Il riferimento è al predecessore, PlayStation 4: lanciato nel 2013, dopo oltre un decennio conserva ancora una base di utenti attivi e affezionati. Questo allunga naturalmente la vita commerciale e operativa della piattaforma, spostando in avanti anche i tempi del suo pensionamento. E il PS5, secondo Sony, sta seguendo la stessa traiettoria, ma in forma ancora più estesa. Non si tratta solo di vendere hardware, ma di costruire un ecosistema che resista nel tempo, alimentato da giochi, servizi e community.
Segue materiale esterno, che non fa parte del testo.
Issue #1458, opened 2017-07-01
feature: add fluent API for templates


pvojtechovsky:
```java
class _Builder_ extends AbstractBuilder implements ThisIFace, ThatIFace {
  private  _Proxy_ delegate;
  public _Builder_(_Proxy_ proxy) {
    this.proxy = proxy;
  }
  @Local
  public _Builder_ _propertyName_(_PropertyType_ _propertyName_) {
     delegate._setterName_(_propertyName_);
     return this;
  }
  @Local
  public static CtClass<?> createFluentBuilder(String builderQName, CtTypeReference<?> proxyType) {
      return new SubstitutionRequest(proxyType.getFactory(), _Builder_ .class)
          .excludeAllMembersWithAnnotation(Local.class)
          .substituteClass(_Proxy_ .class, proxyType)
          .createType(builderQName)
  }
  @Local
  public static List<CtTypeMember> addFluentSetter(CtClass<?> builder, CtMethod<?> setterMethod) {
      return new SubstitutionRequest(setterMethod.getFactory(), _Builder_ .class)
          .excludeAll().includeMethod("_propertyName_")
          .substituteClass(_Proxy_ .class, setterMethod.getDeclaringType())
          .substituteName("_setterName_", setterMethod.getSimpleName())
          .substituteName("_propertyName", Utils.lowerCaseFirst(setterMethod.getSimpleName().substring(3)))
          .applyToType(builder)
  }
}
```
and usage
```java
CtClass<?> newBuilderClass = _Builder_ .createFluentBuilder("a.b.c.FluentSetterForX", typeRefToTypeX);
for(CtMethod m : Utils.getAllSetters(typeRefToTypeX)) {
 _Builder_.addFluentSetter(newBuilderClass, m);
}
```
WDYT?

surli:
I like the idea of a more explicit API for substitution inside the template. However in this example, why the `Local` annotation are not excluded by default? And why do you use one on `_propertyName_`? It is a mistake or it is on purpose?

pvojtechovsky:
> why the Local annotation are not excluded by default? And why do you use one on _propertyName_? It is a mistake or it is on purpose?

It is on purpose. Note that type `_Builder_` defines 2 templates! (Not one like it was always till now!). First template constructed by method `createFluentBuilder` is used to generate target class itself. 
The second template constructed by method `addFluentSetter` is used to generate one method into existing (before generated) type.

[...]

PR #1463, opened 2017-07-02
WiP: feature TemplateBuilder

pvojtechovsky:
A new way how to create a template from any type or any part of type. See example in #1458.

Features:
* any type can be used as source of the template
* the part of the source type can be excluded/ included in template by `excludeXxx` and `includeXxx` methods. It allows to define one Template type and use it for more related template substitutions. For example 1) create the build type, 2) add all builder methods. Both steps based on same template type, but using different type members.
* the new type can be created from template
* the template can be applied to existing type
* substitution parameters are wrapped into `substituteXxx` methods, which allows more user friendly definition of template parameters.

This code is experimental I will play with it first and I expect it will be finished in 1 month.


pvojtechovsky:
The ideas from this PR are in #1686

Ma allora, quando arriverà PlayStation 6? Le parole del CFO non vanno lette come una semplice previsione di calendario, ma come la conferma di una strategia precisa: le generazioni future non soppianteranno quelle passate in modo netto, ma conviveranno a lungo. È probabile che il PS6 veda la luce tra il 2027 e il 2028, ma il PS5 continuerà molto probabilmente a essere supportato fino ai primi anni Trenta, esattamente come oggi il PS4 riceve ancora alcuni titoli, seppur in misura minore.
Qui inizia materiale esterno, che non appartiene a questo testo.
PR #1476, opened 2017-07-15
review: fix replacing of field access by relaxed Parameter value contract

pvojtechovsky:
This is the alternative to the #1444 with 
* relaxed Template parameter constraint
* early detection of string literal parameter value applied to each Parameter without value


pvojtechovsky:
Travis CI is broken...

monperrus:
Thanks Pavel.
I don't understand the goal of this PR. The title of the PR suggests it's a fix. What is the wrong behavior and why?

pvojtechovsky:
> what is wrong behavior?

This PR is alternative solution to #1444. The problems are described there.

Short description: The proxy template parameter is needed not only in case of name conflict with existing field name, but is needed
* for field name in nested class (see new test case in#1444)
* for case when client wants to rename method name of method invocation - there is already older test for that.

Therefore I suggest to release the template parameter constraint you have introduced. It is the change introduced by this PR.
Optionally you can try to solve that problem represented by actually failing test in #1444 by another way - continue with #1444

monperrus:
I see, I have to deeply understand the problem of #1444 then. However, I'm traveling, it may require some time I don't have yet.

pvojtechovsky:
Yes, the deeper understanding is needed.

These are the concepts which have to be understood:

C1) Template and SubstitutionVisitor are no more deeply bound together. The only binding is in constructor of SubstitutionVisitor, where Template is converted to `substitution parameters` represented by Map<String, Object>.

C2) If the `substitution parameter` value is CtLiteral of type String then parameter CtFieldReference is replaced by that CtLiteral. So the substitution produces a string literal.

C3) If the `substitution parameter` value is String then simple name of the parameter CtFieldReference is substituted. So the substitution produces a field reference to field whose name is defined by template parameter.

These 3 concepts were origin target of the PR #1444. But then Simon came with interesting idea (commit [Change SubstitutionVisitor to treat differently case A and case B](https://github.com/INRIA/spoon/pull/1444/commits/b1a3aba6db7bf495ca923e85ef628b5f33feb789)) (if I understood him well) to make my solution more backward compatible.
The Simon's solution has these problems: 
* it does not follows clear rules C2 and C3, but tries to detect intention of the Template designer by detecting how the field reference is used in generated code. 
* it does not work for field references in inner classes. See commit named "test: field access in inner class"

Therefore I suggested to detect intention of the Template designer sooner - during extraction of `substitution parameters` from the Template (C1). See commit [convert String to Literal parameter value automatically](https://github.com/INRIA/spoon/pull/1476/commits/aa422baef4fdcddd786afdbf7d5fe2fb609d012a). This solution is compatible with the concepts C2 and C3. 

It introduces concept

C4) If the template parameter has a proxy name, then it is not substituted as String literal, but it is substituted in a simple name of the field/executable reference.

Concept C4 can be used for field parameter in Template, but it cannot be used for field parameter in inner class (See TemplateTest#testFieldAccessNameSubstitutionInInnerClass) and it cannot be used for replacing of method invocation names (See TemplateTest#testTemplateInvocationSubstitution)
because it is not compatible with Template parameter rule in Substition#checkTemplateContracts(). Therefore I disabled this rule in commit "disable one Substitution#checkTemplateContracts contract"

Final I adapted the tests InvocationTemplate and FieldAccessOfInnerClassTemplate to use C4.

I hope this PR is understandable now and we can continue here.

pvojtechovsky:
I need C1, C2, C3. I base my templates on these rules.

I am not sure concerning backward compatibility introduced by Simon and I am not sure whether C4 is the understandable solution. Do you see a better one?

src/main/java/spoon/template/Substitution.java
```diff
@@ -684,15 +684,16 @@ public static void redirectTypeReferences(CtElement element, CtTypeReference<?>
...
-				boolean found = false;
-				for (CtTypeMember member: c.getTypeMembers()) {
-					if (member.getSimpleName().equals(proxyName)) {
-						found = true;
-					}
-				}
-				if (!found) {
-					throw new TemplateException("if a proxy parameter is declared and named \"" + proxyName + "\", then a type member named \"\" + proxyName + \"\" must exist.");
-				}
+				// it is not good contract, because fields of inner classes and method invocations cannot be handled then
```
pvojtechovsky: I know what you mean, but the reason why I need to relax this constrain is not the name conflict but the ability to tell Spoon that I do not want to replace string literal but I want to replace simple name of the field or method invocation.
Try to rollback this [change](https://github.com/INRIA/spoon/pull/1476/commits/8ee34001108a310ed04ee0070417fee95e752df2) using code of this PR and then run that test. It will fail and if you try to fix it, then you understand what I mean.
The code
```java
void invoke() {
 	iface.$method$();
 }
```
is not replace to 
```java
void invoke() {
 	iface.toBeInvokedMethod();
 }
```
but is replaced with 
```java
void invoke() {
 	"toBeInvokedMethod";
 }
```
and the last one is correct from C2, C3 point of view, because the parameter value is CtLiteral. So I need to force the system to keep parameter value of type String! But how if the constraint is so strict?

surli:
I'm trying to go back on this PR, but there's still some things unclear for me. I think the current behaviour concerning String usage in parameters are mixed which make them difficult to understand and to use. I understand there's a problem on the invocation test, but I don't agree with you on relaxing the contract: template are difficult to use and we should clarify the most possible the parameters definition. The goal of the proposed contract was to clarify usage of proxy parameters and parameters, and I think it remains important to keep it. 

I look on your test, and from my point of view we should not allow to mix the following kind of behaviour on templates:

```java
public class TemplateWithFieldsAndMethods extends ExtensionTemplate {

	@Parameter
	public String PARAM;

	public TemplateParameter<String> PARAM2;

	@Local
	public TemplateWithFieldsAndMethods(String PARAM) {
		this.PARAM = PARAM;
	}

	public String methodToBeInserted() {
		return PARAM; // want to have a simple string literal
	}
}
```

```java
public class AnotherFieldAccessTemplate extends ExtensionTemplate {

    @Parameter("$name$")
    String name = "x";

    int $name$; // change field name
}
```

I agree to keep the second behaviour: it's really useful to be able to easily template the field names with a simple string. However, I propose to change the first behaviour: if you want to have a string literal, you use a CtLiteral or a TemplateParameter<String> (as you already do on the same test): then the usage of String parameter is explicitely to use on field/method renaming and not for printing literals. We are not mixing anymore behaviours. 

WDYT?

pvojtechovsky:
> I propose to change the first behaviour: if you want to have a string literal, you use a CtLiteral or a TemplateParameter (as you already do on the same test): then the usage of String parameter is explicitely to use on field/method renaming and not for printing literals. We are not mixing anymore behaviours.

I fully agree! It was the original idea of #1444 (which is then not 100% compatible). If we remove the code which tries to be backward compatible (tries to cover first case `return PARAM; // want to have a simple string literal), then it is really easier and cleaner.

I think it is good solution for future. I will try to change this PR this evening... or some longer time later when I have time for that

pvojtechovsky:
I like it as it is now. It is not compatible with some legacy templates, but it is more clear what template does.
@surli Is it the solution you mean in your last comment?

src/test/java/spoon/test/template/testclasses/constructors/TemplateWithFieldsAndMethods.java
```diff
@@ -20,7 +20,7 @@ public TemplateWithFieldsAndMethods(String PARAM,
 	}
 
 	public String methodToBeInserted() {
-		return PARAM;
+		return "PARAM";
```
surli: This one bothers me: one of the main interest of Spoon template, is that they are java typed. Here using `return PARAM;` is right concerning the typing, but throws an exception as there's no field with the new name in the test. 
With the proposed solution, (i.e. string parameters are used for renaming fields/methods), I don't think we can keep the typing safety for String (like here). 
However we should provide an immediate feedback, when applying the template: I'd like to do it when a String parameter is used in this kind of case but it seems really complicated, maybe we can do it only when an error occured, instead of throwing an NPE, WDYT?

pvojtechovsky:
> maybe we can do it only when an error occurred, instead of throwing an NPE?

Good idea! I have added error handler which throws SpoonException instead of NPE + test of this situation.

surli:
> Good idea! I have added error handler which throws SpoonException instead of NPE + test of this situation.

Nice job! It's far more clear like that for users I think. 

So, if I sum up String parameters are now used exclusively for replacing variable or method names, and we got a clear error if you use them to return a string for example. And if you want to use a parameter to return a string, you have to use a TemplateParameter or a CtLiteral, right? 

Then we are potentially breaking template clients here, but regarding all the bugs templates had we can assume that really few people used templates. 

I propose to conclude this PR that you update the javadoc of `Template` because it shows an example with String parameter which is not good anymore. And as we potentatially break client I really wonder if we put this PR in the next minor release or if we do a minor release with the most recent bug fixes and we keep this PR and some others (like the recent one with imports) for a major release in september. WDYT @pvojtechovsky @monperrus @tdurieux?

monperrus:
ok for me

pvojtechovsky:
> update documentation

I believe that current implementation is better then before, but thinking about documenation, it looks it is not good intuitive/easily understandable. There is missing a concept, which would explicitly state the meaning of template String parameter. Whether
A) it is understood as string literal
B) it is the (part of the) simple name of an model element

The inconsistency / unfriendliness is that parameter of type int is automatically handled as int literal, while string is/was ambiguous - how to explain that in documentation? 

May be the solution would be, to introduce another annotation, which would explicitly express that parameter value is not a literal, but will be used as (part of the) simple name.

Something like:
```java
@NameParameter(_name_)
String name;
```

optional solution is to mark old templates as deprecated and to introduce template builder, which does not have this problem.

surli:
> while string is/was ambiguous - how to explain that in documentation?

I agree it was ambiguous but for me, String usage is now pretty clear: you use String type for a parameter only if you want to rename some element of the code. Else you use a CtLiteral. And we should document it like that. 

>May be the solution would be, to introduce another annotation, which would explicitly express that parameter value is not a literal, but will be used as (part of the) simple name.
> Something like:
> ```java
> @NameParameter(_name_)
> String name;
> ```

It looks like a good idea indeed to use another annotation for stating that a parameter will be used only to rename code elements. I'm not sure about the usage of the argument inside the annotation: it should follow the same rule as standard parameter then. 
But then it means that we go back to the previous usage for standard parameters with String (same behaviour as CtLiteral<String>), right? 
Honestly I'm not completely sure about this solution, especially since I was pretty satisfied about the solution we have here. WDYT @monperrus ?

monperrus:
I would prefer to keep only one annotation for templates.

So I would stick and merge this solution for now

surli:
> because of reasons we 3 understand, but which is hard to explain for me in documentation

If you already started to change the documentation, push your changes, we'll be able to help you.

In my point of view, we can keep things simple to explain the stuff around String parameters: 

_String parameters are not working like other primitive type parameters, since we're using String parameters only to rename elements of the code like fields and methods. To use a parameter with a type String like other primitive types, use CtLiteral\<String\>._

pvojtechovsky:
> If you already started to change the documentation

no, I did not.

pvojtechovsky:
Please check the updated documentation and if it is OK, then this PR seems to be ready for merge.

surli:
@pvojtechovsky I fixed the failing test case and I just updated the javadoc of `Template.java` could you validate this last change then I'll merge the PR. Finally :)

src/main/java/spoon/template/Template.java
```diff
@@ -70,7 +78,7 @@
  *
  * <pre>
  * public class A {
- * 	public void insertedMethod() {
+ * 	public void methodwithpPrameterizedName() {
```
pvojtechovsky: here is a typo mistake in method name.

pvojtechovsky:
It looks OK for me. Thank you for all your input and fixing documentation ;-)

Alla base di questa scelta c’è una logica economica ineccepibile. Sviluppare giochi per una console appena lanciata – che magari ha venduto 10-15 milioni di unità nel primo anno – significa rivolgersi a un parco utenti ancora limitato. Se invece lo stesso gioco esce anche per la generazione precedente, che a quel punto potrebbe superare i 100 milioni di console, il potenziale pubblico si moltiplica. È il motivo per cui colossi come Call of Duty restano ancora legati a piattaforme “vecchie”: i numeri ci sono, e l’investimento nello sviluppo multipiattaforma conviene.
Il futuro del gaming, insomma, non sarà più scandito da sostituzioni brusche, ma da sovrapposizioni lunghe e calcolate. E per i giocatori, questo significa più tempo per godersi la console che già possiedono, senza sentirla obsoleta da un giorno all’altro.